Las muestras presentan una calidad óptima, con valores dentro de la zona verde y un puntaje Phred superior a 30. Del mismo modo, las muestras mostraron un promedio de calidad con un pico máximo en Phred 35.
```{r, echo=FALSE, out.width='45%', fig.align='center', fig.show='hold', fig.cap="Calidad de las secuencias en muestras SLE y controles"}
knitr::include_graphics("Presentaciones/figures/SLE_fastqc.png")
knitr::include_graphics("Presentaciones/figures/SLE_fastqc2.png")
```
Se identificaron varios picos en el %GC lo cual puede relacionarse con contaminacion en las muestras.

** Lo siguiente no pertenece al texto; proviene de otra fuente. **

PR #3388, opened 2025-11-25
[mxfp8 moe training] add roofline script

danielvegamyhre:
## Summary
This gives us complete observability into the `_to_mxfp8_then_scaled_grouped_mm` autograd func, generating top level roofline against bf16 as well for each individual kernel roofline vs actual perf.

includes:
- fwd and bwd
- configurable power limit, N, K, G dims
- plots for roofline vs actual for e2e op fwd + bwd and individual kernels

Results indicate the perf optimization opportunities, in order of impact, are:
1. 2d-2d mxfp8 grouped gemm underperforming (by far the biggest impact)
2. blocked format scale conversion kernels running at low mem bw utilization

Note the scale conversion to blocked format kernels are terribly inefficient, but the actual execution time is so small that it does not move the needle for net speedup. We should improve these, but they are a lower priority than improving the GEMMs. 

Llama4:

llama_rooflines

DSV3 671b:
dsv3_rooflines

### DIFF
--- a/benchmarks/prototype/moe_training/mxfp8/.gitignore
+++ b/benchmarks/prototype/moe_training/mxfp8/.gitignore
@@ -1,0 +1,5 @@
+# Ignore CSV output files
+*.csv
+
+# Ignore PNG plot files
+*.png
--- a/benchmarks/prototype/moe_training/mxfp8/roofline_unified.py
+++ b/benchmarks/prototype/moe_training/mxfp8/roofline_unified.py
@@ -1,0 +1,1737 @@
+# Copyright (c) Meta Platforms, Inc. and affiliates.
+# All rights reserved.
+#
+# This source code is licensed under the BSD 3-Clause license found in the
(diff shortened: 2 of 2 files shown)


vkuzo:
how about making https://github.com/pytorch/ao/blob/main/benchmarks/float8/float8_roofline.py include MoE instead?

danielvegamyhre:
> how about making https://github.com/pytorch/ao/blob/main/benchmarks/float8/float8_roofline.py include MoE instead?

I'm trying to do something a bit different actually. Basically complete observability for the entire _to_mxfp8_then_scaled_grouped_mm op, with rooflines vs actual for both the end-to-end up as well as the individual kernels, all in one centralized view. To help us quickly diagnose performance issues. Check out the updated PR description and plots I've added.

danielvegamyhre:
gpu_name_to_specs is great, thanks! updated accordingly.

will discuss 2nd item with you today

```{r, echo=FALSE, out.width='80%', fig.align='center', fig.cap="Variaciones en el porcentaje de %GC en las muestras"}
knitr::include_graphics("Presentaciones/figures/SLE_fastqc3.png")
```
Se identificaron secuencias duplicadas, posiblemente relacionadas con la presencia de dimeros de adaptadores.
```{r, echo=FALSE, out.width='45%', fig.align='center', fig.show='hold', fig.cap="Calidad de las secuencias en muestras SLE"}
knitr::include_graphics("Presentaciones/figures/SLE_fastqc4.png")
knitr::include_graphics("Presentaciones/figures/SLE_fastqc5.png")
```
## Conclusión
Los resultados del análisis de calidad muestran que los datos son adecuados para continuar con el procesamiento y análisis posterior. Las secuencias tienen una buena calidad general, con valores de Phred superiores a 30 y un contenido de GC apropiado. Aunque se observa presencia de contaminación, esta será eliminada después del alineamiento. Solo es necesario eliminar las secuencias de rRNA y los adaptadores para optimizar la limpieza de los datos antes de proceder con el análisis final.